Grantee Research Project Results
2000 Progress Report: Integrated Assessment of Economic Adaptation Strategies for Climate Change Impacts on Midwestern Agriculture
EPA Grant Number: R824996Title: Integrated Assessment of Economic Adaptation Strategies for Climate Change Impacts on Midwestern Agriculture
Investigators: Randolph, J. C. , Littlefield, Bill , Johnston, Jerry , Mazzocco, Michael A. , Doering, Otto C. , Lowenberg-DeBoer, Jess , Pfeifer, Rebecca
Current Investigators: Randolph, J. C. , Mazzocco, Michael A. , Doering, Otto C.
Institution: Indiana University - Bloomington , University of Illinois Urbana-Champaign , Purdue University
Current Institution: Indiana University - Bloomington , Purdue University , University of Illinois Urbana-Champaign
EPA Project Officer: Chung, Serena
Project Period: October 1, 1996 through September 30, 1999 (Extended to September 22, 2001)
Project Period Covered by this Report: October 1, 1999 through September 30, 2000
Project Amount: $1,393,897
RFA: Global Climate (1996) RFA Text | Recipients Lists
Research Category: Climate Change , Ecological Indicators/Assessment/Restoration
Objective:
In the midwestern Great Lakes states, agriculture is the single largest land use?52 percent is devoted to crops and pastures (Smith and Tirpak 1989). In recent years, about 59 percent of the cash income from corn, 40 percent of the cash income from soybeans, and 26 percent of total agricultural products of the United States were from the midwestern Great Lakes states (Federal Reserve Bank of Chicago, 1985). Global climate change will cause impacts, possibly both positive and negative, on agricultural production in the United States.The focus of this project is on integrated assessment of potential adaptive responses available to the agricultural sector in the midwestern Great Lakes states (Wisconsin, Michigan, Illinois, Indiana, Ohio) to maintain productivity and profitability. Using ecosystem and economic modeling, we will assess realistic scenarios of the potential impacts of global climate change on midwestern agriculture and potential adaptive responses in the agricultural sector. The project is conducted by a multidisciplinary team of scientists from three midwestern research universities collaborating on interactive modeling of climate, crops, production enterprises, and institutional/policy systems. An important aspect of this project is the use of carefully selected expert panels to evaluate alternative scenarios and various adaptation strategies for midwestern agriculture.

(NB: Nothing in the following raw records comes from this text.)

PR #854, opened 2018-08-01
Appveyor - Create Windows pre-compiled gems and test

MSP-Greg:
This PR changes Appveyor CI to build pre-compiled Windows gems, then uses them for testing all Ruby versions.  To use the build/test system, a new folder (win_gem_test) is added, which contains three files specific to EM.  The packaged gems include a new rakefile and the test files.

All versions are built & tested with the correct version of OpenSSL.

The 2nd commit 'Update Tests for Windows', modifies current tests with 'pends' to allow passing on both 32 & 64 bit, using Ruby 2.0 thru trunk.  Not being that familiar with EM, these should be reviewed.

Current Appveyor build on my fork is [here](https://ci.appveyor.com/project/MSP-Greg/eventmachine/build/25), and passing.

### DIFF
--- a/.gitignore
+++ b/.gitignore
@@ -20,3 +20,12 @@ Gemfile.lock
 .yardoc/*
 doc/*
 tmp/*
+
+# windows local build artifacts
+/win_gem_test/shared/
+/win_gem_test/packages/
+/win_gem_test/test_logs/
+/Rakefile_wintest
+*.gem
+/lib/fastfilereaderext.rb
+/lib/rubyeventmachine.rb
--- a/appveyor.yml
+++ b/appveyor.yml
@@ -1,60 +1,21 @@
 ---
-version: "{build}"
-clone_depth: 10
-init:
-  - set PATH=C:\ruby%ruby_version%\bin;C:\Program Files\7-Zip;C:\Program Files\AppVeyor\BuildAgent;C:\Program Files\Git\cmd;C:\Windows\system32
-  - if %ruby_version%==_trunk (
-      appveyor DownloadFile https://ci.appveyor.com/api/projects/MSP-Greg/ruby-loco/artifacts/ruby_trunk.7z -FileName C:\ruby_trunk.7z &
-      7z x C:\ruby_trunk.7z -oC:\ruby_trunk &
-      C:\ruby_trunk\trunk_pkgs.cmd
-    )
 install:
-  # RI DevKit is only installed in Ruby23 and Ruby23-x64 folders
-  # need to install OpenSSL since standard DevKit doesn't contain it
-  - if "%ri_file%"=="x86" (
-      appveyor DownloadFile https://dl.bintray.com/oneclick/OpenKnapsack/x86/openssl-1.0.2j-x86-windows.tar.lzma &
-      7z e openssl-1.0.2j-x86-windows.tar.lzma &
-      7z x -y openssl-1.0.2j-x86-windows.tar -oC:\ruby23\DevKit\mingw &
-      set b_config="--with-ssl-dir=C:/ruby23/DevKit/mingw --with-opt-include=C:/ruby23/DevKit/mingw/include" &
-      set SSL_CERT_FILE=C:/ruby24-x64/ssl/cert.pem
-    )
-  - if "%ri_file%"=="x64" (
-      appveyor DownloadFile https://dl.bintray.com/oneclick/OpenKnapsack/x64/openssl-1.0.2j-x64-windows.tar.lzma &
-      7z e openssl-1.0.2j-x64-windows.tar.lzma &
-      7z x -y openssl-1.0.2j-x64-windows.tar -oC:\ruby23-x64\DevKit\mingw &
-      set b_config="--with-ssl-dir=C:/ruby23-x64/DevKit/mingw --with-opt-include=C:/ruby23-x64/DevKit/mingw/include" &
-      set SSL_CERT_FILE=C:/ruby24-x64/ssl/cert.pem
-    )
-  - ruby --version
-  - gem  --version
-  - bundler --version
-  - bundle install --without documentation --path vendor/%ruby_version%/bundle
+  # download shared script files
+  - ps: >-
+      if ( !(Test-Path -Path ./shared -PathType Container) ) {
+        $uri = 'https://ci.appveyor.com/api/projects/MSP-Greg/av-gem-build-test/artifacts/shared.7z'
+        $7z  = 'C:\Program Files\7-Zip\7z.exe'
+        $fn = "$env:TEMP\shared.7z"
+        (New-Object System.Net.WebClient).DownloadFile($uri, $fn)
+        &$7z x $fn -owin_gem_test 1> $null
+        Remove-Item  -LiteralPath $fn -Force
+        Write-Host "Downloaded shared files" -ForegroundColor Yellow
+      }
+
 build_script:
-  - bundle config build.eventmachine --no-document --env-shebang %b_config%
-  - bundle exec rake -rdevkit compile -- %b_config%
-test_script:
-  - bundle exec rake -rdevkit test
-on_finish:
- - ruby -v
+  - ps: .\win_gem_test\eventmachine.ps1 $env:gem_bits
+
 environment:
-  TESTOPTS: -v --no-show-detail-immediately
-  ri_file: none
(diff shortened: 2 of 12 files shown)


appveyor.yml
```diff
@@ -1,60 +1,21 @@
...
-  - bundle exec rake -rdevkit test
-on_finish:
- - ruby -v
+  - ps: .\win_gem_test\eventmachine.ps1 $env:gem_bits
+
 environment:
-  TESTOPTS: -v --no-show-detail-immediately
-  ri_file: none
   matrix:
-    - ruby_version: "200"
```
sodabrew: Without the `ruby_version` matrix, what is the default Ruby that AppVeyor uses?

appveyor.yml
```diff
@@ -1,60 +1,21 @@
...
-      set SSL_CERT_FILE=C:/ruby24-x64/ssl/cert.pem
-    )
-  - ruby --version
-  - gem  --version
-  - bundler --version
-  - bundle install --without documentation --path vendor/%ruby_version%/bundle
+  # download shared script files
+  - ps: >-
+      if ( !(Test-Path -Path ./shared -PathType Container) ) {
+        $uri = 'https://ci.appveyor.com/api/projects/MSP-Greg/av-gem-build-test/artifacts/shared.7z'
```
sodabrew: This may not be hosted indefinitely. Is there another canonical source? I can set up another repo under github.com/eventmachine just to host these as Releases, for example.

.gitignore
```diff
@@ -20,3 +20,12 @@ Gemfile.lock
 .yardoc/*
 doc/*
 tmp/*
+
+# windows local build artifacts
+/win_gem_test/shared/
```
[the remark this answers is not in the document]
MSP-Greg: There are three 'code' files in that folder. One is utilities, one is the file for creating the gems, and one is for testing.  That's where the files you mentioned in the next comment are placed.

The other items listed on lines 26 thru 31 are items created by running the build locally.  I set it up so all the artifacts from a local build are untracked files (is that the correct term?).

appveyor.yml
MSP-Greg: > This may not be hosted indefinitely

In the future I suppose I could win the lottery...

Maybe you could fork it and run an Appveyor build on it to create the 7z file?

An example of why I thought it best that you use my repo is how about updates to OpenSSL packages?  I can go into the repo, update the package urls, then test my fork of EM,   Of course, I'd post an issue or contact you to let you know of the change.

appveyor.yml
MSP-Greg: The file win_gem_test/eventmachine.ps1, lines 16-20 defines the lowest ruby version and how trunk (with & without JIT) is handled.

See PR comment.

MSP-Greg:
@sodabrew

I've done a lot of work with Windows Ruby.  I've maintained the ruby-loco trunk build for well over a year, and this and other repos are using it for trunk testing.  I believe it is the only fully tested trunk version available.  I'm also somewhat active in Ruby Core, and occasionally test patches before they are committed.

I've helped with Appveyor/Windows testing here, in Puma, and others.  You've provided pre-compiled gems (without OpenSSL?); Puma has not.  Both gems are very popular, and often used with Rails.  Many users have issues compiling/building both with SSL.

Since Windows Ruby versions use several OpenSSL versions/packages, there is a lot messy code for all the different OpenSSL packages, and the Appveyor files get pretty crazy.

So, between the SSL issue, and the pre-compiled gem issue,  I stepped back and thought that since compiling is needed for testing, why not build the gems at the same time?

You asked about a version matrix.  AFAIK, both Appveyor & Travis jobs are independent, so it's difficult to share files between them.  Also, I've seen Travis spin up 5 jobs at once, Appveyor runs one job at a time.

So, since the gem files need the *.so files from every Ruby version they work with, there are only two jobs, a 32 bit and a 64 bit.

I don't know if you've looked much at the logs, but first the build system updates MSYS2/MinGW as needed, then it loops thru all ruby versions, compiles them, and saves the so files.  It then builds the gems and saves them as artifacts.  Lastly, the version loop starts again, dependent gems are installed/updated if needed, the gem is installed, and tests are run.

Re testing, I've added code in the shared files to parse the test results and the code adds messages to the 'Messages' & 'Tests' tab of the job web page.

ruby-loco has similar code parsing the tests, as every build is saved, but anyone using the build can be certain that the build url always returns the most recent good build, even if several of the more recent builds have failed...

I expect to update the build/test framework as soon as new Ruby releases happen in December.

Lastly, the idea of gem building/testing bounced around in my head for a while, and I worked with it using several extension gems.  It does require changing the typical job layout that is used for Ruby CI testing.  There are a lot of software packages that are built & tested on Appveyor.  Maybe it's time for Ruby extension gems to do the same...

Thanks, I hope this made sense, Greg

MSP-Greg:
@sodabrew

Not that it's necessarily something you'd consider, but Puma decided to start using the framework for Appveyor CI, as it also compiles with OpenSSL.

This build is using Ruby 2.0 forward.  Windows Ruby builds from 2.3 and back use an older build system (MSYS) that is no longer maintained, and building them with the newer MSYS2 system would result in quite a support mess as far as packages, etc.  Because of that, Ruby 2.0 & 2.1 use OpenSSL 1.0.1.

Hence, I could update this to start with Ruby 2.2 (which uses OpenSSL 1.0.2) if you wish.

Thanks, Greg

MSP-Greg:
@sodabrew 

Whatever you want to do here, I'm fine with.  I would just like the EM pre-compiled gem built with OpenSSL.  We can bring the three files in here and I can do PR's as I revise them.

I set it up this way so you don't have to deal with it.  Puma is using it, and they don't have to do anything to add Ruby 2.6...

sodabrew:
> Hence, I could update this to start with Ruby 2.2 (which uses OpenSSL 1.0.2) if you wish.

Would it simplify the code here to drop Windows Ruby 2.0 and 2.1, or even 2.2 as well?

MSP-Greg:
Not really.  OpenSSL changes are not occurring for Window Ruby versions 2.3 and lower.  It's written, it works, and meta-data in the code affecting 2.3 and lower is not changing.

AFAIK, there are two popular gems built with OpenSSL, EM & Puma.  Puma is using the same code, so I'd prefer to keep both identical, as it makes it easier for me to update/improve.  At present, Puma is getting the 'shared' code from Appveyor, but it isn't an issue embedding it here.

JFYI, EM has been using my trunk build since 2017-12-24.  That was when I jumped into code with OpenSSL, other repos have been using it for longer.  Although a year or more isn't that long, it still goes to "I'm not going anywhere"...  Also, Puma is now testing against Ruby 2.6, and they didn't have change anything.

If you were building a pre-compiled gem, that still requires gems/code and the build systems.  That code has been around longer than this code, but this code integrates testing & gem building, uses the build systems on Appveyor, handles the various OpenSSL versions, and also tests against the gem, not the repo.

Forgive me, but I'm not really sure what issues you have.  If it would help, I can strip the non-windows specific changes in the fork branch and do a PR?  That will get all the code for OpenSSL 1.1.1, test changes, etc into EM...

https://github.com/MSP-Greg/eventmachine/commits/update-for-1.1.1-tests

Thanks, Greg

sodabrew:
You've been exceedingly patient. Thank you. I'm working through landing this and getting 1.3.0 built.

This PR doesn't have all of the commits that are on `update-for-1.1.1-tests` - can you open a PR for that branch, too?

MSP-Greg:
> getting 1.3.0 built

Great.  I love it when a plan comes together...

> You've been exceedingly patient. Thank you.

Thanks you.  You're easy and fair to work with. Some maintainer/owners seem to expect contributors to totally re-write code in their coding style.  As far as I'm concerned, if my code passes RuboCop and is green, that's about 90% of the work I'll do...

> This PR doesn't have all of the commits that are on update-for-1.1.1-tests - can you open a PR for that branch, too?

I'm home the evening.  I've always been a theory guy, hence not the best recall.  I may not be able to do a PR now, as the `update-for-1.1.1-tests` branch is built on this.

Hopefully I can cherry pick them once this is merged and create a new PR.  That would be very quick, otherwise I can also create the PR with patch files...

Is that ok?

BTW, you've mentioned dropping Ruby versions.  The last appveyor build took 47 minutes, that's 2.0 thru trunk.  It is a long wait...

PR #855, opened 2018-08-05
Added support for streaming IO objects

CodeMonkeySteve:
Similar to FileStreamer, but for IO objects.  Intended for streaming HTTP request bodies.


sodabrew:
Awesome!!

The objectives of the project are to:
1. Develop detailed characteristics for representative firm farms in each of ten agricultural regions chosen by spatial analysis of soils, climate, crop mixes, and production systems throughout the five states of the midwestern Great Lakes region.
2. Use interactive crop production and ecosystem models and develop appropriate sub-models to analyze representative firm farms in these ten agricultural regions.
3. Evaluate alternative farm decisions using a linear programming model to evaluate crop mixes and production factors such as irrigation, drainage, fertilization, pest control, and tillage. The resulting information about optimal or desirable systems provides input for the crop production and ecosystem models to determine the effects of such decisions on and within regionalized agroecosystems.
4. Develop a number of realistic climate change scenarios from general circulation model output (Hadley center model) for a more moderate and a more extreme climate change scenario, and for a number of different climate variability scenarios.
5. Evaluate the effects of alternative production policies, either constraining or supporting, on crop mixes and production systems in terms of both the economic impacts on regional producers and the ecological impacts on regional agroecosystems under current climatic conditions.
6. Assess the effects of climate change, changing climate variability, and various adaptive responses to that change on firm farm decisions in the ten agricultural regions. Specific risk events common to different agricultural practices and systems will be assessed and used to compare the desirability of alternatives. Aggregate results will allow comparisons among the agricultural regions as well as an assessment for the entire midwestern Great Lakes region.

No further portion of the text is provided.